Top of Extracted records

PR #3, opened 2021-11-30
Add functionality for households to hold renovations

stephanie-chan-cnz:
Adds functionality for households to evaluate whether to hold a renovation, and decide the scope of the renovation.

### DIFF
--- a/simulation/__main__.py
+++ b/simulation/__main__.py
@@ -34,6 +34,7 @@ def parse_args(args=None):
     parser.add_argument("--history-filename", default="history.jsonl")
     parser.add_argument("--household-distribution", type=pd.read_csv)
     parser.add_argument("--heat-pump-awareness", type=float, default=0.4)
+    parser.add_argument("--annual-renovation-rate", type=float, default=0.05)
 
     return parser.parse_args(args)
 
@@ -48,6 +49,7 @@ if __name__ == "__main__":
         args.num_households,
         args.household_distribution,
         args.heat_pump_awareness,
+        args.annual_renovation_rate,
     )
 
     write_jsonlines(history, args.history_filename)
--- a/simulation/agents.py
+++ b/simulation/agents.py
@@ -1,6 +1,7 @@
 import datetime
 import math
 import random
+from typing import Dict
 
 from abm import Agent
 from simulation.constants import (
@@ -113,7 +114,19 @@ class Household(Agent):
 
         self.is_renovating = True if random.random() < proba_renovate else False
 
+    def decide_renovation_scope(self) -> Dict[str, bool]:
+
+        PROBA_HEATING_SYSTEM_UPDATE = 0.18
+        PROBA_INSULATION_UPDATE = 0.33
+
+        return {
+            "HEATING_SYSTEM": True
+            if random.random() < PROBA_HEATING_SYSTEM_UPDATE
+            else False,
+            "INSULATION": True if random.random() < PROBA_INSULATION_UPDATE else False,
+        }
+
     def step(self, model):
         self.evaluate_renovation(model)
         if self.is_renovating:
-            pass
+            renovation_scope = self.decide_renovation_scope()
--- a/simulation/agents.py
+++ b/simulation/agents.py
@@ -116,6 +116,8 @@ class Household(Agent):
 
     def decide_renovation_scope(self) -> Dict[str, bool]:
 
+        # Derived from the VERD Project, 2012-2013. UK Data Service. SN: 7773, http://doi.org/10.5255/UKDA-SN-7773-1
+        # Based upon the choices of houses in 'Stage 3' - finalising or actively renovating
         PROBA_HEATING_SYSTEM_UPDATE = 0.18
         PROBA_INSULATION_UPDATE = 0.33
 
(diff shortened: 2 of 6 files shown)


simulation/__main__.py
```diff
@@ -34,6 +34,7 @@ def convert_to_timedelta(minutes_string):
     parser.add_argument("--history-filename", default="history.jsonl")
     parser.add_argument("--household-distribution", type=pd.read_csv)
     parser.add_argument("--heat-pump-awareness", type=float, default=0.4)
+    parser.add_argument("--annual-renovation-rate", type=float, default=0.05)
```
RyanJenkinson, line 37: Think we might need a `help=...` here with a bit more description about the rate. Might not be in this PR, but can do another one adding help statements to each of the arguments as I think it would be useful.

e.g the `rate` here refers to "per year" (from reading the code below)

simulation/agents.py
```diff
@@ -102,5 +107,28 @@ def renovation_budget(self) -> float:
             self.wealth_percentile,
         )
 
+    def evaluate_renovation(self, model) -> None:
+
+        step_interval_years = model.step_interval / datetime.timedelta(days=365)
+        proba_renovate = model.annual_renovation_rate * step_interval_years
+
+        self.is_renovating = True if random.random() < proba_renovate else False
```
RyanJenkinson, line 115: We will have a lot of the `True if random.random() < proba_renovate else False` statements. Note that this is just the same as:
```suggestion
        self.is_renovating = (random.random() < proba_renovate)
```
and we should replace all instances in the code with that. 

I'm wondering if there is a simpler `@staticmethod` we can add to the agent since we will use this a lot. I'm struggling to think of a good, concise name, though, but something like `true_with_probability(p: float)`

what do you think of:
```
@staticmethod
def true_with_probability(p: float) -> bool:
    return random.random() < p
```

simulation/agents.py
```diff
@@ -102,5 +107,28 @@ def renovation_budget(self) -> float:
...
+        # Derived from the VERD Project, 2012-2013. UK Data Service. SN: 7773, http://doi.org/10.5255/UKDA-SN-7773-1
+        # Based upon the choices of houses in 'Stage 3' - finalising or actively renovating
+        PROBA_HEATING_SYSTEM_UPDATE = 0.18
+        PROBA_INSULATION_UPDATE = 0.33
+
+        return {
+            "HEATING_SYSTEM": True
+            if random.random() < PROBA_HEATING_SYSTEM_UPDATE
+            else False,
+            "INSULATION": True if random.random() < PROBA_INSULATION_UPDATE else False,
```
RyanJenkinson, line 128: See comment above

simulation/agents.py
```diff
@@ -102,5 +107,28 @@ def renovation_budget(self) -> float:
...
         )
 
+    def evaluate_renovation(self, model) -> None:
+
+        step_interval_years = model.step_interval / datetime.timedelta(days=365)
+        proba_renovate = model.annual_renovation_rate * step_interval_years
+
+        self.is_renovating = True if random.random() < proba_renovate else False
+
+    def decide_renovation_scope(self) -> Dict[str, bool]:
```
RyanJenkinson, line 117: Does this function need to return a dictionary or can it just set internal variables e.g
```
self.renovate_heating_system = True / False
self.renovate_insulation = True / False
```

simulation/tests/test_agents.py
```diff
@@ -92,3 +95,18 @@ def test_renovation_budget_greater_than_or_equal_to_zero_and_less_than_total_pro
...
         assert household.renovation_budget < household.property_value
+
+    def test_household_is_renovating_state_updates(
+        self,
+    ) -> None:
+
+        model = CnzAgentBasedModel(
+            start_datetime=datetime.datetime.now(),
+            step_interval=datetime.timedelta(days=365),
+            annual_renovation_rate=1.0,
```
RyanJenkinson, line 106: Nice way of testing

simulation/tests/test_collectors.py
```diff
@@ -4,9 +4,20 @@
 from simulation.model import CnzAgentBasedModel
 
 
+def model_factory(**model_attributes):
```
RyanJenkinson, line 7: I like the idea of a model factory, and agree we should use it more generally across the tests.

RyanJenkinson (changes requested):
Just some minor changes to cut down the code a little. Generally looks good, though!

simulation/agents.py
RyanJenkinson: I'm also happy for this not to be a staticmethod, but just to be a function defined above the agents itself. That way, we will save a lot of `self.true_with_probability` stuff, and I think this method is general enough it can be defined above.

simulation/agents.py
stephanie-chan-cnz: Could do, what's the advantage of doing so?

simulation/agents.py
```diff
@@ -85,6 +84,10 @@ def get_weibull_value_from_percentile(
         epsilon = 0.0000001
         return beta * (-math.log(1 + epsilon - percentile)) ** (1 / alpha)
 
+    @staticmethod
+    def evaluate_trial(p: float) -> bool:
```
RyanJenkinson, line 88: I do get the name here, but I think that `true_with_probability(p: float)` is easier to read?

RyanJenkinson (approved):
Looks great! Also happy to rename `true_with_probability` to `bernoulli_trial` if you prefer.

Bottom of Extracted records

Without omission, return all of the records exactly as given.

:: Solution for this task ::
PR #3, opened 2021-11-30
Add functionality for households to hold renovations

stephanie-chan-cnz:
Adds functionality for households to evaluate whether to hold a renovation, and decide the scope of the renovation.

### DIFF
--- a/simulation/__main__.py
+++ b/simulation/__main__.py
@@ -34,6 +34,7 @@ def parse_args(args=None):
     parser.add_argument("--history-filename", default="history.jsonl")
     parser.add_argument("--household-distribution", type=pd.read_csv)
     parser.add_argument("--heat-pump-awareness", type=float, default=0.4)
+    parser.add_argument("--annual-renovation-rate", type=float, default=0.05)
 
     return parser.parse_args(args)
 
@@ -48,6 +49,7 @@ if __name__ == "__main__":
         args.num_households,
         args.household_distribution,
         args.heat_pump_awareness,
+        args.annual_renovation_rate,
     )
 
     write_jsonlines(history, args.history_filename)
--- a/simulation/agents.py
+++ b/simulation/agents.py
@@ -1,6 +1,7 @@
 import datetime
 import math
 import random
+from typing import Dict
 
 from abm import Agent
 from simulation.constants import (
@@ -113,7 +114,19 @@ class Household(Agent):
 
         self.is_renovating = True if random.random() < proba_renovate else False
 
+    def decide_renovation_scope(self) -> Dict[str, bool]:
+
+        PROBA_HEATING_SYSTEM_UPDATE = 0.18
+        PROBA_INSULATION_UPDATE = 0.33
+
+        return {
+            "HEATING_SYSTEM": True
+            if random.random() < PROBA_HEATING_SYSTEM_UPDATE
+            else False,
+            "INSULATION": True if random.random() < PROBA_INSULATION_UPDATE else False,
+        }
+
     def step(self, model):
         self.evaluate_renovation(model)
         if self.is_renovating:
-            pass
+            renovation_scope = self.decide_renovation_scope()
--- a/simulation/agents.py
+++ b/simulation/agents.py
@@ -116,6 +116,8 @@ class Household(Agent):
 
     def decide_renovation_scope(self) -> Dict[str, bool]:
 
+        # Derived from the VERD Project, 2012-2013. UK Data Service. SN: 7773, http://doi.org/10.5255/UKDA-SN-7773-1
+        # Based upon the choices of houses in 'Stage 3' - finalising or actively renovating
         PROBA_HEATING_SYSTEM_UPDATE = 0.18
         PROBA_INSULATION_UPDATE = 0.33
 
(diff shortened: 2 of 6 files shown)


simulation/__main__.py
```diff
@@ -34,6 +34,7 @@ def convert_to_timedelta(minutes_string):
     parser.add_argument("--history-filename", default="history.jsonl")
     parser.add_argument("--household-distribution", type=pd.read_csv)
     parser.add_argument("--heat-pump-awareness", type=float, default=0.4)
+    parser.add_argument("--annual-renovation-rate", type=float, default=0.05)
```
RyanJenkinson, line 37: Think we might need a `help=...` here with a bit more description about the rate. Might not be in this PR, but can do another one adding help statements to each of the arguments as I think it would be useful.

e.g the `rate` here refers to "per year" (from reading the code below)

simulation/agents.py
```diff
@@ -102,5 +107,28 @@ def renovation_budget(self) -> float:
             self.wealth_percentile,
         )
 
+    def evaluate_renovation(self, model) -> None:
+
+        step_interval_years = model.step_interval / datetime.timedelta(days=365)
+        proba_renovate = model.annual_renovation_rate * step_interval_years
+
+        self.is_renovating = True if random.random() < proba_renovate else False
```
RyanJenkinson, line 115: We will have a lot of the `True if random.random() < proba_renovate else False` statements. Note that this is just the same as:
```suggestion
        self.is_renovating = (random.random() < proba_renovate)
```
and we should replace all instances in the code with that. 

I'm wondering if there is a simpler `@staticmethod` we can add to the agent since we will use this a lot. I'm struggling to think of a good, concise name, though, but something like `true_with_probability(p: float)`

what do you think of:
```
@staticmethod
def true_with_probability(p: float) -> bool:
    return random.random() < p
```

simulation/agents.py
```diff
@@ -102,5 +107,28 @@ def renovation_budget(self) -> float:
...
+        # Derived from the VERD Project, 2012-2013. UK Data Service. SN: 7773, http://doi.org/10.5255/UKDA-SN-7773-1
+        # Based upon the choices of houses in 'Stage 3' - finalising or actively renovating
+        PROBA_HEATING_SYSTEM_UPDATE = 0.18
+        PROBA_INSULATION_UPDATE = 0.33
+
+        return {
+            "HEATING_SYSTEM": True
+            if random.random() < PROBA_HEATING_SYSTEM_UPDATE
+            else False,
+            "INSULATION": True if random.random() < PROBA_INSULATION_UPDATE else False,
```
RyanJenkinson, line 128: See comment above

simulation/agents.py
```diff
@@ -102,5 +107,28 @@ def renovation_budget(self) -> float:
...
         )
 
+    def evaluate_renovation(self, model) -> None:
+
+        step_interval_years = model.step_interval / datetime.timedelta(days=365)
+        proba_renovate = model.annual_renovation_rate * step_interval_years
+
+        self.is_renovating = True if random.random() < proba_renovate else False
+
+    def decide_renovation_scope(self) -> Dict[str, bool]:
```
RyanJenkinson, line 117: Does this function need to return a dictionary or can it just set internal variables e.g
```
self.renovate_heating_system = True / False
self.renovate_insulation = True / False
```

simulation/tests/test_agents.py
```diff
@@ -92,3 +95,18 @@ def test_renovation_budget_greater_than_or_equal_to_zero_and_less_than_total_pro
...
         assert household.renovation_budget < household.property_value
+
+    def test_household_is_renovating_state_updates(
+        self,
+    ) -> None:
+
+        model = CnzAgentBasedModel(
+            start_datetime=datetime.datetime.now(),
+            step_interval=datetime.timedelta(days=365),
+            annual_renovation_rate=1.0,
```
RyanJenkinson, line 106: Nice way of testing

simulation/tests/test_collectors.py
```diff
@@ -4,9 +4,20 @@
 from simulation.model import CnzAgentBasedModel
 
 
+def model_factory(**model_attributes):
```
RyanJenkinson, line 7: I like the idea of a model factory, and agree we should use it more generally across the tests.

RyanJenkinson (changes requested):
Just some minor changes to cut down the code a little. Generally looks good, though!

simulation/agents.py
RyanJenkinson: I'm also happy for this not to be a staticmethod, but just to be a function defined above the agents itself. That way, we will save a lot of `self.true_with_probability` stuff, and I think this method is general enough it can be defined above.

simulation/agents.py
stephanie-chan-cnz: Could do, what's the advantage of doing so?

simulation/agents.py
```diff
@@ -85,6 +84,10 @@ def get_weibull_value_from_percentile(
         epsilon = 0.0000001
         return beta * (-math.log(1 + epsilon - percentile)) ** (1 / alpha)
 
+    @staticmethod
+    def evaluate_trial(p: float) -> bool:
```
RyanJenkinson, line 88: I do get the name here, but I think that `true_with_probability(p: float)` is easier to read?

RyanJenkinson (approved):
Looks great! Also happy to rename `true_with_probability` to `bernoulli_trial` if you prefer.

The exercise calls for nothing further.